We aim at overcoming the deficiency of the training data and limitations of computation time or resources by adapting a classifier, trained for other categories, to our dataset.
Basics and a Pre-trained Network. Deep convolution neural nets (CNNs) are able to learn rich feature representations. They have a reduced number of parameters and connections compared to the same-sized feed-forward networks. This characteristics make it easier to train and test them. They have successfully been used to categorize images and activities or tasks once trained with excess of data samples.
We can use a pre-trained convolutional deep learning model for classification tasks of new categories. We can retrain final or more layers of this model, and adapt it to our new categories and to the limited dataset available to us. This approach is called transfer learning.

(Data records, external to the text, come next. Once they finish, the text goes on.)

PR #5042, opened 2017-06-28
Update 2-resource-customization.md

faberge-eggs:
Otherwise scope will be trying to add the posts method as association_method

### DIFF
--- a/docs/2-resource-customization.md
+++ b/docs/2-resource-customization.md
@@ -303,7 +303,7 @@ ActiveAdmin.register Post do
   scope_to :current_user, association_method: :blog_posts
 
   # Finally, you can pass a block to be called:
-  scope_to do
+  scope_to association_method: :itself do
     User.most_popular_posts
   end
 end


docs/2-resource-customization.md
```diff
@@ -303,7 +303,7 @@ ActiveAdmin.register Post do
   scope_to :current_user, association_method: :blog_posts
 
   # Finally, you can pass a block to be called:
-  scope_to do
+  scope_to association_method: :itself do
```
Fivell: @faberge-eggs , what `:itself` means?

Fivell: @faberge-eggs , please add more details I never used this syntax, I just can see that 
https://github.com/activeadmin/activeadmin/blob/d01155f73a0e2cc27d712792270357e2b3759d05/lib/active_admin/resource_controller/scoping.rb#L26 it used here , do not understand 
how `:itself` helps

faberge-eggs:
Sorry for with hasty PR. The issue is more complicated and I've created a new pull request with fix 
https://github.com/activeadmin/activeadmin/pull/5058
We could discuss there

PR #5045, opened 2017-06-29
handle visibility of html elements in tests

Fivell:


features/show/tabs.feature
```diff
@@ -23,5 +24,8 @@ Feature: Show - Tabs
       end
     """
     Then I should see two tabs "Overview" and "Details"
-    And I should see "tab 1"
-    And I should see "tab 2"
+    And I should see the element "#overview span"
+    And I should not see the element "#details span"
+    Then I follow "Details"
+    And I should not see the element "#overview span"
+    And I should see the element "#details span"
```
deivid-rodriguez: I see how the test is more complete now, but why not checking the tab content like before? Also (only partially related), do activeadmin tabs work without javascript?

Fivell: @deivid-rodriguez , suddenly when I use
```And I should see "tab 1"``` it always return true  because it just check content of page (no matter visible or not) so I changed it to css selectors to make it at least display difference between tabs. 
and yes it doesn't work without js (do not change visibility of content)

Fivell: basically I need this to be merged to complete #5046

deivid-rodriguez: > basically I need this to be merged to complete #5046

It's cool, we can improve it later if needed!

> and yes it doesn't work without js (do not change visibility of content)

Noted!

> And I should see "tab 1" it always return true because it just check content of page (no matter visible or not) so I changed it to css selectors to make it at least display difference between tabs.

What's this "I should see" step? I grepped for it, but couldn't find where it's defined. Is it a `cucumber` built-in or something? I wonder why it does not check just for visible elements, seems like it should be the default, like in `capybara`.

deivid-rodriguez: Also found this one: https://github.com/activeadmin/activeadmin/blob/master/features/step_definitions/tab_steps.rb#L1-L3, which could be useful here.

Fivell: @deivid-rodriguez , this was added by @gregbell  before tabs was added to AA, it is about navigation tabs, so this is naming gap,  I think it should be  separated to different step files

PR #5051, opened 2017-06-29
Remove unused bourbon gem

### LINKED ISSUE #4780: Linear-gradient function from Bourbon is deprecated

javierjulio:
I thought we were using bourbon but realized we weren’t using it to begin with so there is no need for the dependency. We have our own SASS mixins that we use but none from Bourbon. Testing locally against master, our components appear just fine, including things like gradients so this is safe removal now. No need to wait until v2.

I misread #4780 entirely since Bourbon only works with the `@include` syntax and but in our gradient mixin, we provide the explicit value of `linear-gradient` for `background-image` so we weren't even using Bourbon.

Fixes #4780 and #4791

### DIFF
--- a/activeadmin.gemspec
+++ b/activeadmin.gemspec
@@ -19,7 +19,6 @@ Gem::Specification.new do |s|
   s.required_ruby_version = '>= 2.2'
 
   s.add_dependency 'arbre', '>= 1.1.1'
-  s.add_dependency 'bourbon'
   s.add_dependency 'coffee-rails'
   s.add_dependency 'formtastic', '~> 3.1'
   s.add_dependency 'formtastic_i18n'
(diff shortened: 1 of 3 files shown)


javierjulio:
Removing dependencies.. its the best kind of party. 😎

We select a pre-trained model architecture, replace the top layer by a new layer, and adapt the newly added layer to our own data classification task. We selected Google’s Inception v3 Architecture model for moving object classification in warehouse scenes into two categories, either forklift or pedestrian.
Google’s Inception v3 [29] is an architecture that provides a good-performance network with relatively low computational costs. To measure the classification accuracy, there are two main measurements used in the deep learning literature [29]; this is the top-5 error rate and the top-1 error rate. They measures the rate at which the architecture fails to include the correct class in the top-5 and the top-1 output, respectively.
Inception v3 achieved a 5.6% top-5 error rate, and a 21.2% top-1 error rate. Another famous architecture model, i.e., AlexNet [17] achieved a top-5 error rate of 15.3% and Inception (Google Net) [28] achieved 6.67% in the same category. Thus we selected the Inception v3 model architecture, pre-trained on ImageNet. We added a new Softmax and fully connected layer for training, and re-trained it in Tensor Flow 1.0 in the Ubuntu operating system. We re-train the model for classifying our two object categories. The top layer receives as input a 2,048-dimensional vector for each image. Since the Softmax layer contains two labels, this corresponds to learning 4,098 model parameters, corresponding to the learned biases and weights.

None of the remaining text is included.